However I strongly doubt this is one. The attacks that have broken MD2 do not
seem to hinge terribly on the Sbox (I may be wrong, it was only a cursory
look). It's more likely to me that the Sbox was generated using a hard-to-
replicate Knuth shuffle using the digits of Pi.

------
haberman
I'm curious to hear people's thoughts about git. Git is "crypto" to some
extent, Linus does not appear to have tons of crypto expertise, and it uses
SHA1 as a MAC AFAICT (which according to tptacek's earlier comment is
invalid). And yet I've never heard about attacks on its crypto.

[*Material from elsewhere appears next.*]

PR #719, opened 2020-07-29
Ability to add additional response content to failing result mock factory.

rmikalkenas:


src/Core/tests/Unit/Test/ResultMockFactoryTest.php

This was interesting for me to think about because it seems like a
counterpoint to the article, in that it is a very successful project that came
about in a very "quick and dirty" way as opposed to starting with formal
protocol design.

\--

I see that Linus disclaims the idea that SHA1 is about security: "Git uses
SHA-1 in a way which has nothing at all to do with security.... It's just the
best hash you can get.... It's about the ability to trust your data. I
guarantee you, if you put your data in Git, you can trust the fact that five
years later, after it was converted from a hard disk to a DVD to whatever new
technology and you copied it, five years later you can verify that the data
that you get back out is the exact same data you put in."

But it seems like avoiding attacks like this must also be a goal:
[http://lkml.indiana.edu/hypermail/linux/kernel/0311.0/0621.h...](http://lkml.indiana.edu/hypermail/linux/kernel/0311.0/0621.html)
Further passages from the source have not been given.